THE PROBLEM: Verbatim, and with nothing else, reproduce the data below from its first line through the line containing "Completes the central-auth-host".

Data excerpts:
---

PR #1724, opened 2026-08-07
[Feat] Sign in on the central OAuth auth host

akilarootcode:
## Summary

Completes the central-auth-host work on the frontend. The MCP connector now sends users to `auth.skapp.dev` to sign in, and the sign-in page has to work there — on a host that is **not** a tenant.

The frontend derived the tenant from the first hostname label (`hostname.split(".")[0]`) and froze it at module load. On `auth.skapp.dev` that produced a tenant called `auth`: the page rendered "Sign in to auth" with no form, and every API call carried `X-Tenant-ID: auth`. This was the last blocker for the central issuer.

Three things change:

1. **The tenant is resolved per request**, not once at import.
2. **The sign-in page resolves the tenant for the OAuth journey** — silently from the shared refresh cookie when the user is already signed in on their tenant host, otherwise from the company domain they type.
3. **Sign-in completes in place** on the auth host, so the OAuth session lands on the same origin that issues the authorization code (bouncing to the tenant host would create the session on the wrong host and loop).

## Changes by repo

**`skapp` (super repo)**
- `src/community/common/utils/tenantUtil.ts` *(new)* — one home for tenant derivation: `getTenantId()` (selected tenant, else subdomain), `setSelectedTenantId()` / `clearSelectedTenantId()`, `getTenantIdFromCookie()`, `getBaseDomain()`, and `getSubDomain()` moved out of the interceptor.
- `src/community/common/utils/axiosInterceptor.ts`, `src/community/auth/utils/authInterceptor.ts` — call `getTenantId()` inside the request interceptor instead of reading a module-level constant.
- `src/community/common/constants/stringConstants.ts` — add `AUTH`.

**`skapp-ep-fe-src`**
- The four enterprise interceptors (`axiosInterceptor`, `guestAxiosInterceptor`, `pmAxiosInterceptor`, `eSignAxiosInterceptor`) resolve the tenant per request.
- `common/utils/commonUtil.ts` — `getTenantID()` delegates to the shared resolver.

**`skapp-ep-fe-pages`**
- `signin.tsx` — treats the auth host as a tenant-selection host; tries silent sign-in first; renders the credentials form in place once the tenant is known; every host-derived gate now keys off the resolved tenant.

## Flow

```mermaid
sequenceDiagram
    participant C as Claude
    participant M as mcp.skapp.dev
    participant A as auth.skapp.dev
    participant API as Core API

    C->>M: POST /mcp
    M-->>C: 401 + resource_metadata
    C->>M: GET /.well-known/oauth-protected-resource/mcp
    M-->>C: authorization_servers: [auth.skapp.dev]
    C->>A: /oauth2/authorize?resource=...
    A-->>C: 302 /signin?callback=...

    alt already signed in on the tenant host
        A->>API: POST /v1/auth/session/refresh-token (tenant from shared cookie)
        API-->>A: access token
    else cold
        A->>API: POST /v1/ep/organization/login-method (company domain)
        API-->>A: login method
        A->>API: POST /v1/auth/session/sign-in (X-Tenant-ID: resolved)
        API-->>A: access token
    end

    A->>API: POST /v1/auth/oauth/session-login (same origin, tenant pinned)
    A-->>C: ?code=...
    C->>API: POST /oauth2/token (no tenant header)
    API-->>C: access_token (aud=mcp resource, tenant claim)
    C->>M: tools/list + Bearer
    M-->>C: tools
```

## Why silent sign-in is safe

The `tenant` cookie is readable by scripts, so it is a *hint*, not proof. It only names which tenant-namespaced refresh cookie to try. The refresh token itself is an httpOnly cookie verified under a per-tenant derived HMAC key, so a forged `tenant` value simply fails signature verification — it cannot be used to reach another tenant.

## Exclusions

- No AWS or infrastructure changes here — `auth.skapp.dev` already resolves via the `*.skapp.dev` wildcard; it needs ALB listener rules to reach the core target group.
- No local hosts, URLs or `local` environment branches; the local mirror was built by pointing DNS/nginx at the dev host names.

## Ignored

- Submodule pointer/hash bumps — done at deployment, deliberately not committed.

## Testing

| Check | Result |
|---|---|
| `tsc --noEmit` (changed files) | clean — remaining errors are pre-existing and unrelated |
| `eslint` (changed files) | 0 errors |
| `prettier` | applied |
| `npm run build` | passes |
| `jest` | no new failures — failing-suite list identical with and without the change (pre-existing `@rootcodelabs/skapp-ui` resolution failures) |
| Playwright end-to-end | 2 passed |

The end-to-end run covers the whole journey against a local mirror of the dev topology (`auth` / `mcp` / `api` / tenant hosts behind nginx):

- MCP returns 401 with protected-resource metadata; discovery points at `auth.skapp.dev`
- the auth host asks for the company domain (previously: nothing to fill)
- credentials are entered **on `auth.skapp.dev`**, no bounce to the tenant host
- every tenant-scoped call carries the resolved tenant; `session-login` is pinned to it
- token exchange straight to core **without** a tenant header returns 200, `aud` bound to the MCP resource, `tenant` claim correct
- `initialize` + `tools/list` with that Bearer returns the Skapp tools
- an already-signed-in user reaches the authorization code **without re-entering credentials**

## Related PRs

- Core BE: rootcodelabs/skapp-ep-be-src#739
- AI BE: rootcodelabs/skapp-ai#80
- Migrations: rootcodelabs/skapp-migrations#200
- BE tests: rootcodelabs/skapp-ep-be-tests#33
- FE (super repo): SkappHQ/skapp#1724
- FE (enterprise src): rootcodelabs/skapp-ep-fe-src#773
- FE (enterprise pages): rootcodelabs/skapp-ep-fe-pages#348


ThinuwanW (commented):
## 🤖 Claude Code Review

This PR centralizes tenant-ID resolution behind `getTenantId()` from `~enterprise/common/utils/tenantUtil` (with a community fallback stub) so that the `auth.<domain>` sign-in host can resolve the tenant from the `?tenantId=` query param or the `tenant` cookie instead of blindly using the subdomain. The change itself is correct and consistent with the enterprise submodule, where every other axios interceptor (enterprise `axiosInterceptor`, `pmAxiosInterceptor`, `guestAxiosInterceptor`, `eSignAxiosInterceptor`, `SignApi`) already uses `getTenantId()`. The main gap is that the old `tenantID` module-level export is left in place and still feeds one remaining `X-Tenant-ID` producer plus ~10 other tenant-derived call sites, leaving two competing sources of truth; the fallback stub is also not at export parity with the real module.

Found **12** new issue(s): 🔴 2 important, 🟡 4 suggestion(s), 🟣 1 nit(s)

frontend/src/community/common/utils/axiosInterceptor.ts
```diff
@@ -1,6 +1,7 @@
 import axios, { InternalAxiosRequestConfig } from "axios";
 
 import { getAccessToken } from "~community/auth/utils/authUtils";
+import { getTenantId } from "~enterprise/common/utils/tenantUtil";
```
ThinuwanW, line 4: 🤖 **Claude** · 💬 **Note**

📁 **File-level observation**

Two competing sources of truth for the tenant ID remain after this change. `tenantID` (module-level const, evaluated once at import time from `window.location.hostname`, still exported from this file) is consumed by ~12 call sites, and one of them still builds the tenant header itself: `src/enterprise/projects/api/projectsApi.ts:34` sets `"X-Tenant-ID": tenantID` on its own `axios.post` to the PM GraphQL API, bypassing the interceptors. That is now the only `X-Tenant-ID` producer in the codebase not using `getTenantId()` — enterprise `axiosInterceptor.ts:24`, `pmAxiosInterceptor.ts:15`, `guestAxiosInterceptor.ts:16`, `sign/api/eSignAxiosInterceptor.ts:16` and `sign/api/SignApi.ts:116` were all migrated. On the `auth.<domain>` host `tenantID` evaluates to the literal string `"auth"`, so that request would carry `X-Tenant-ID: auth`; it is also stale-by-construction because it never re-reads after `router.replace` updates the `tenantId` query param (which is precisely the case `getTenantId()` was added to handle). Fix: import `getTenantId` in `projectsApi.ts` and call it inside `fetchProjects`. Beyond that, please finish the migration and delete the `tenantID` export (or mark it `@deprecated`) — remaining consumers that derive a tenant/company-domain value from it are `BaseLayout.tsx:41` (`useGetGlobalLoginMethod`), `OrganizationSettings.tsx:43,90`, `ForgotPasswordChangeModal.tsx:55`, `useSessionData.ts:186`, `AddNewResourceModal.tsx:142`, `IntegrationsSettings.tsx:110`, `guest-otp.tsx:147,176`. Leaving both APIs exported invites new code to pick the wrong one. This would also let you drop the now-redundant local `getSubDomain` helper (lines 9-12), which duplicates `getSubdomain` in `~enterprise/common/utils/commonUtil.ts:44` minus its empty-input guard.

frontend/src/fallback/common/utils/tenantUtil.ts
```diff
@@ -0,0 +1 @@
+export const getTenantId = (): string => "";
```
ThinuwanW, line 1: 🤖 **Claude** · 💬 **Note**

The fallback stub is not at export parity with the enterprise module it shadows. `src/enterprise/common/utils/tenantUtil.ts` exports three symbols — `getTenantId`, `getTenantIdFromCookie`, and `TENANT_QUERY_PARAM` — but the stub only provides `getTenantId`. This is riskier than usual here because `next.config.mjs` sets both `typescript.ignoreBuildErrors: true` and `eslint.ignoreDuringBuilds: true`, so a future import of `TENANT_QUERY_PARAM`/`getTenantIdFromCookie` from shared community code would not fail the community build — webpack would emit only a warning and the binding would be `undefined` at runtime (e.g. `new URLSearchParams(...).get(undefined)`). Note also that `jest.config.js:10` maps `^~enterprise(.*)$` to `src/fallback$1` unconditionally, so every test resolves this stub regardless of mode. Please add the missing exports: `export const TENANT_QUERY_PARAM = "tenantId";` and `export const getTenantIdFromCookie = (): string => "";`.

frontend/src/community/common/utils/axiosInterceptor.ts
```diff
@@ -38,8 +39,9 @@ const requestInterceptorConfig = async (config: InternalAxiosRequestConfig) => {
   }
 
   const isEnterpriseMode = process.env.NEXT_PUBLIC_MODE === "enterprise";
-  if (isEnterpriseMode && tenantID) {
-    config.headers["X-Tenant-ID"] = tenantID;
+  const tenantId = getTenantId();
```
ThinuwanW, line 42: 🤖 **Claude** · 💬 **Note**

Two consistency nits on this block. (1) The enterprise-mode check is inlined as `process.env.NEXT_PUBLIC_MODE === "enterprise"` while the sibling file changed in this same PR (`authInterceptor.ts:26`) uses the `isEnterpriseMode()` helper from `~community/common/utils/commonUtil`, which compares against `appModes.ENTERPRISE` rather than a raw string literal. Since this module now transitively pulls in `commonUtil` anyway (via `tenantUtil`), switch to `isEnterpriseMode()` so both interceptors share one definition. (2) `getTenantId()` is invoked unconditionally before the mode check. In enterprise mode on the auth host it re-parses `window.location.search` and runs a regex over `document.cookie` on every single request; move it inside the branch — `if (isEnterpriseMode()) { const tenantId = getTenantId(); if (tenantId) { ... } }` — which also short-circuits the work in community mode. Same applies to `authInterceptor.ts:25`.

frontend/src/community/common/constants/stringConstants.ts
```diff
@@ -82,4 +82,5 @@ export const SUCCESS = "success";
 export const CANCEL = "cancel";
 
 export const APP = "app";
+export const AUTH = "auth";
```
ThinuwanW, line 85: 🤖 **Claude** · 💬 **Note**

`AUTH = "auth"` is a reserved *subdomain label* (consumed by `enterprise/common/utils/tenantUtil.ts:20` and `pages/enterprise/signin.tsx:79` to detect the auth host), but the bare name collides conceptually with two unrelated `AUTH` symbols already in the codebase: `ROUTES.AUTH` (`constants/routes.ts:2`) and `AUTH = "/auth"` in `constants/configs.ts:7`. Consider naming it `AUTH_SUBDOMAIN` (and, if you're willing to touch it, `APP_SUBDOMAIN` for the adjacent `APP`) so intent is readable at the import site. Worth noting it is also dead in community-only builds — every reference lives in enterprise code — which is acceptable given `APP` sets the same precedent, but a short comment marking these as host labels would help.

frontend/src/community/auth/utils/authInterceptor.ts
```diff
@@ -22,8 +22,9 @@ const authAxios = axios.create({
 //  request interceptor
 authAxios.interceptors.request.use(
   async (config: InternalAxiosRequestConfig) => {
-    if (isEnterpriseMode() && tenantID) {
-      config.headers["X-Tenant-ID"] = tenantID;
+    const tenantId = getTenantId();
```
ThinuwanW, line 25: 🤖 **Claude** · 💬 **Note**

No test coverage exists for either interceptor's tenant-header behaviour (a repo-wide search finds no `authInterceptor`/`axiosInterceptor` test beyond `redirectionHandler.test.ts`, which only imports `authFetch`). Given this PR changes how a security-relevant header is derived — and moves it from a statically-evaluated constant to a per-request call — a small unit test would be cheap insurance: mock `~enterprise/common/utils/tenantUtil` (remember `jest.config.js` maps `~enterprise` to `src/fallback`, so the stub's `""` is what you get unmocked), set `process.env.NEXT_PUBLIC_MODE`, run `authAxios.interceptors.request.handlers[0].fulfilled(config)` and assert `X-Tenant-ID` is present in enterprise mode with a resolved tenant, and absent both in community mode and when `getTenantId()` returns an empty string.

frontend/src/community/common/utils/axiosInterceptor.ts
ThinuwanW, line 4: 🤖 **Claude** · 🔴 **Important**

📁 **File-level observation**

Missed paired change: one `X-Tenant-ID` sender was not migrated. Grepping every producer of that header shows `src/enterprise/common/utils/pmAxiosInterceptor.ts`, `guestAxiosInterceptor.ts`, `enterprise/common/utils/axiosInterceptor.ts`, `sign/api/eSignAxiosInterceptor.ts` and `sign/api/SignApi.ts` all call `getTenantId()`, and this PR converts the two community interceptors — but `src/enterprise/projects/api/projectsApi.ts` (line 34) still does `"X-Tenant-ID": tenantID`, importing the module-level const from this file. `fetchProjects` posts to `NEXT_PUBLIC_PM_API_URL` with the user's bearer token, so on the `auth` host it will send `X-Tenant-ID: auth` (and on any host where the tenant comes from the query param/cookie it sends the wrong tenant), while the bearer token belongs to the real tenant. Fix: in `projectsApi.ts` replace the `tenantID` import with `import { getTenantId } from "~enterprise/common/utils/tenantUtil"` and call it inside `fetchProjects`, or better, route the call through the existing `pmAuthFetch` instance in `pmAxiosInterceptor.ts` which already does exactly this (accessToken + tenant header against the same base URL) instead of building a raw `axios.post`.

frontend/src/community/common/constants/stringConstants.ts
ThinuwanW, line 85: 🤖 **Claude** · 🔴 **Important**

Community-side consumers of the new `auth` host were not updated alongside this constant. (1) `src/enterprise/people/api/GlobalLoginMethodApi.ts` gates its query with `enabled: isEnterpriseMode && tenantName !== "app" && tenantName !== "localhost"` — `"auth"` is not excluded. `BaseLayout.tsx:41` calls it as `useGetGlobalLoginMethod(isEnterprise, tenantID as string)`, so on `auth.<host>` the query is enabled with `tenantName=auth` and fires `/v1/ep/organization/login-method?tenantName=auth` for a tenant that does not exist; `isGlobalLoginMethodLoading` also gates a full-screen loader, so this is on the render path. Add `tenantName !== AUTH` to the `enabled` guard. (2) `pages/index.tsx:46` `handleEnterpriseNavigation` only treats `tenantId === APP` as the tenant-selection host, so on `auth.<host>` a logged-in user is redirected to `ROUTES.DASHBOARD.BASE` with no resolvable tenant; it should be `tenantId === APP || tenantId === AUTH`, matching `pages/enterprise/signin.tsx:81` (`isTenantSelectionHost`). While there, both of those sites hardcode the `"app"`/`"localhost"` string literals instead of importing the `APP`/`LOCALHOST` constants that live in this same file — worth switching so the next host label added here cannot be missed again.

frontend/src/community/common/utils/axiosInterceptor.ts
```diff
@@ -38,8 +39,9 @@ const requestInterceptorConfig = async (config: InternalAxiosRequestConfig) => {
...
+  if (isEnterpriseMode && tenantId) {
```
ThinuwanW, line 43: 🤖 **Claude** · 🟡 **Suggestion**

This change makes a URL query parameter the highest-precedence source of the tenant header for every authenticated request. `getTenantId()` returns `getTenantIdFromQuery() || getTenantIdFromCookie()` on the `auth` host, i.e. `?tenantId=` wins over the tenant cookie, and this interceptor is shared by `authFetch`, `authFetchV2` and `authFetchSameOrigin` — so any page loaded on the auth host with a stale, shared or crafted `?tenantId=` in the URL sends that value on all of its API calls. The backend `TenantFilter` (backend/.../TenantFilter.java:83) throws `COMMON_ERROR_UNAUTHORIZED_ACCESS` whenever the header disagrees with the OAuth session tenant, so a bookmarked/forwarded link with a stale `tenantId` degrades into a blanket unauthorized failure for the whole page rather than a recoverable error, and it broadens the surface for cross-tenant probing. Consider scoping the query-param read to the sign-in/tenant-selection flow that actually needs it (`pages/enterprise/signin.tsx` already reads `query[TENANT_QUERY_PARAM]` directly) and having `getTenantId()` prefer the cookie, or at minimum reverse the precedence to `getTenantIdFromCookie() || getTenantIdFromQuery()`.

frontend/src/community/common/utils/axiosInterceptor.ts
ThinuwanW, line 42: 🤖 **Claude** · 🟡 **Suggestion**

`getTenantId()` is evaluated before the mode guard, so it runs on every single outbound request regardless of mode. Previously the value was a module-level const computed once; now each request performs a `document.cookie` regex match and a `new URLSearchParams(window.location.search)` parse (see `src/enterprise/common/utils/tenantUtil.ts:13-22`). In community mode the fallback stub makes this cheap, but in a build where the enterprise submodule is present and `NEXT_PUBLIC_MODE` is not `enterprise` it is pure waste. Short-circuit instead: `if (isEnterpriseMode) { const tenantId = getTenantId(); if (tenantId) config.headers["X-Tenant-ID"] = tenantId; }`. Same applies to `authInterceptor.ts:25-28`.

frontend/src/community/common/utils/axiosInterceptor.ts
ThinuwanW, line 4: 🤖 **Claude** · 🟡 **Suggestion**

This import gives the API layer a new transitive runtime dependency on `next/server`. `~enterprise/common/utils/tenantUtil` imports `getCookieValue` from `~community/common/utils/commonUtil`, which imports `{ NextRequest, NextResponse }` from `next/server` and uses `NextResponse.redirect` as a value (commonUtil.ts:517), plus `~community/people/utils/holidayUtils/commonUtils.tsx`. `axiosInterceptor.ts` is imported by essentially every API module in the app, so in enterprise builds that whole middleware-oriented module is now pulled into client chunks that previously only needed axios and the auth token helper. (`authInterceptor.ts` already imported `commonUtil`, so only this file regresses.) Suggest moving `getCookieValue` into a small standalone module (e.g. `~community/common/utils/cookieUtil.ts`) and having `tenantUtil` import from there, keeping `commonUtil` — and `next/server` — out of the interceptor's dependency graph.

frontend/src/fallback/common/utils/tenantUtil.ts
ThinuwanW, line 1: 🤖 **Claude** · 🟡 **Suggestion**

Two structural gaps with this stub. (1) `jest.config.js` maps `"^~enterprise(.*)$"` to `<rootDir>/src/fallback$1` unconditionally — not conditionally on mode — so in every jest run `getTenantId()` resolves to this stub and returns `""`. That means the enterprise branch added in both interceptors is unreachable from tests by construction: any test written against them will exercise the falsy path and pass without asserting anything about the header. Tests for the tenant-header behaviour must therefore `jest.mock("~enterprise/common/utils/tenantUtil")` explicitly; worth a short comment here so the next person does not write a green-but-vacuous test. (2) Every other stub in this directory ships a colocated test (`awsS3ServiceFunctions.test.ts`, `firebase.test.ts`, `monitoring.test.ts`, `getEnterpriseDrawerRoutes.test.ts`) — add a `tenantUtil.test.ts` asserting the stub returns `""` to match the established convention, since `collectCoverage` is on and this file is included.

frontend/src/community/common/utils/axiosInterceptor.ts
```diff
@@ -38,8 +39,9 @@ const requestInterceptorConfig = async (config: InternalAxiosRequestConfig) => {
...
+    config.headers["X-Tenant-ID"] = tenantId;
```
ThinuwanW, line 44: 🤖 **Claude** · 🟣 **Nit**

Naming hazard and duplication inside this file. (1) The new local `tenantId` differs from the surviving module-level `tenantID` (line 14) only by the case of a single letter, in the same scope chain — writing `config.headers["X-Tenant-ID"] = tenantID` here would compile cleanly and silently use the stale import-time value. Rename the local to something unambiguous (e.g. `resolvedTenantId`) or, better, delete the module-level const once its consumers are migrated. (2) The private `getSubDomain` helper at lines 9-12 duplicates the exported `getSubdomain` in `src/enterprise/common/utils/commonUtil.ts:44` — the enterprise version differs only by the `D`/`d` casing, adds an empty-url guard and carries an explicit `string | string[]` return type, while this one has no return type and its `multipleValues` parameter is never passed by any caller. Since `tenantUtil` already routes through the enterprise helper, drop the local copy rather than leaving two subdomain parsers with subtly different null behaviour.

frontend/src/community/common/utils/axiosInterceptor.ts
akilarootcode: Agreed — `projectsApi.ts` is the one straggler still reading the module-level `tenantID`, so it is the only path that actually ships a wrong header; repointing it at `getTenantId()` and retiring the export.

frontend/src/fallback/common/utils/tenantUtil.ts
akilarootcode: Valid — bringing the stub to full export parity with `TENANT_QUERY_PARAM` and `getTenantIdFromCookie` so a future community import cannot silently resolve to `undefined`.

frontend/src/community/common/utils/axiosInterceptor.ts
akilarootcode: Fair on both counts — switching to `isEnterpriseMode()` and moving the `getTenantId()` call inside the branch so community mode does no per-request work.

frontend/src/community/common/constants/stringConstants.ts
akilarootcode: Reasonable, but `APP` sets the same precedent immediately above it, so I would rather rename both host labels in one pass than leave the pair half-renamed here.

frontend/src/community/auth/utils/authInterceptor.ts
akilarootcode: Fair — moving a security-relevant header from a static constant to a per-request call is exactly the kind of change worth pinning, and the `~enterprise` mock is the part worth documenting.

frontend/src/community/common/utils/axiosInterceptor.ts
akilarootcode: Same straggler as the file-level note, and routing `fetchProjects` through the existing `pmAuthFetch` is the better fix than hand-rolling the header a second time.

frontend/src/community/common/constants/stringConstants.ts
akilarootcode: Both are real — `auth` needs excluding from the `useGetGlobalLoginMethod` guard and `pages/index.tsx` needs to treat it as a tenant-selection host, and the string literals there should be the constants so the next host label cannot be missed.

frontend/src/community/common/utils/axiosInterceptor.ts
akilarootcode: Good point on precedence — the query param should be scoped to the sign-in flow that needs it rather than winning on every authenticated request from the auth host.

frontend/src/community/common/utils/axiosInterceptor.ts
akilarootcode: Agreed, same as the sibling note — the resolver belongs behind the mode check in both interceptors.

frontend/src/community/common/utils/axiosInterceptor.ts
akilarootcode: Valid — splitting `getCookieValue` into its own module keeps `next/server` out of the interceptor graph, which every API module pulls in.

frontend/src/fallback/common/utils/tenantUtil.ts
akilarootcode: Right, and worth writing down — jest maps `~enterprise` to the stub unconditionally, so a test written against the enterprise branch would pass without asserting anything.

frontend/src/community/common/utils/axiosInterceptor.ts
akilarootcode: Agreed — a one-letter difference between `tenantId` and `tenantID` in the same scope is a genuine trap, and the duplicate `getSubDomain` should go with the module-level const.

hasalarootcode (dismissed):

hasalarootcode (approved):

---

EXERCISE RESPONSE:
PR #1724, opened 2026-08-07
[Feat] Sign in on the central OAuth auth host

akilarootcode:
## Summary

Completes the central-auth-host work on the frontend. The MCP connector now sends users to `auth.skapp.dev` to sign in, and the sign-in page has to work there — on a host that is **not** a tenant.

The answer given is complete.